As the strikers picketed the outside of the mills,
they stop workers from going in, stopping anyone with a pail.
And in that cold winter day, men with hoses began to spray water
all over them, freezing them in the single-digit winter air.
And as Ettor wandered in the crowd that day and through the week,
he made speeches, and encouraged unity between ethnic groups
in all the languages that he spoke.
He said, "Forget that you are Hebrews.
Forget that you are Poles, Germans, or Russians.
Among workers, there is only one nationality, one race, one creed.
He told native workers, quote, "Not to play the aristocrat because you
speak English, are habituated to the country, have a trade,
and are better paid.
Throw in your lot with the low-paid.
You must either reach down and lift them up,
or they will reach up and pull you down."
This is a message of unity, of tolerance, of difference.
This is something that is really novel and very different
from that of the AFL.
And the AFL leaders were not happy with this.
As they began to organize the workers in Lawrence,
they reached out among these communities.
Angelo Rocco organized the Italians.
Samuel Lipson organized the Jews.
Joseph Bedard, the Quebecois, Cyrille De Tollenaere
of the Belgians, and so on, they began to bring these disparate communities
together.
Relief organization was organized along ethnic lines.
Nearly 4,000 meals a day were being served.
But workers and kids of workers could cross those ethnic lines.
One orthodox Jewish man remembered that as a boy,
he had, at a Belgian soup kitchen, his very first ham sandwich.
He had never had ham or a hot dog before.
And when he came home, his mother offered him
some bread, which he turned down because he had already eaten.
So you can imagine his mother.
She scrubbed his mouth out with soap.
And presumably, it was kosher soap, to be sure.
But it's hard to get that delicious taste of bacon out of your mouth.
And it's out of these moments that new kinds of connections
are formed between ethnic groups, whether Jew and Belgian,
German and Pole, or any of the other polyglot immigrants
who now were the textile workers of Lawrence, Massachusetts.
But it was not just these kinds of connections
between workers and ethnic groups that made the strike successful.
It wasn't even really the picketing at the factories.
It was the way in which, now, in the era of mass media,
that it's possible to represent these strikes.

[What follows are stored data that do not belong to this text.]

Issue #5018, opened 2023-08-09
"Beep on completion of longer activities" is non-functional


SteveDaulton:
### Bug description

The "Beep on completion of longer activities" option is non-functional.

### Steps to reproduce

1. Enable the "Beep on completion of longer activities" option in Preferences > Interface
2. Perform an action that takes more than a minute. I used "Paulstretch" on a long track.

### Expected behavior

Audacity to play a beep when activities lasting longer than a minute are completed.

### Actual behavior

No beep.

The parents of the strikers sent their children to New York
so that they could rely on resources there.
And in New York, there were vast celebrations.
Children with signs walking down Fifth Avenue.
But the people who owned the factories in Lawrence
knew that this was a terrible PR move for them.
It represented them badly that poor, ragged children were walking down
the streets of New York City in view of everyone, having their photos taken.
And so they told the local sheriffs to stop the children
from getting on the trains.
Well, the sheriff was perhaps a little too overanxious.
Because what happened, in seven to eight seconds,
was the clubbing of women and children to prevent them
from getting on the train.
And this clubbing of children, this clubbing of women,
no matter what you think about the relationship of labor and capital,
did not go over OK in the popular media.
And so there was a capitulation of the American Woolen Company to the workers.
In the aftermath of this, the IWW arranged
through negotiations for raises not just for the highest paid workers, but also
the lowest paid workers, a reduction in and totally
no blacklisting of the workers who had gone out on strike.
So this took two months.
And there was a radical element organizing it.
But in the end, the IWW didn't really do anything
that was very different from the AFL.
They negotiated for better pay.
They negotiated for protection for striking.
And so even though they had a radical agenda, the actual results
of the Wobblies strike, of this Bread and Roses strike, this strike
not just for bread, but for roses too, meant
that the Wobblies had been successful.
But again, workers themselves did not care about this larger
political radicalism, just as they had not cared for the Knights of Labor.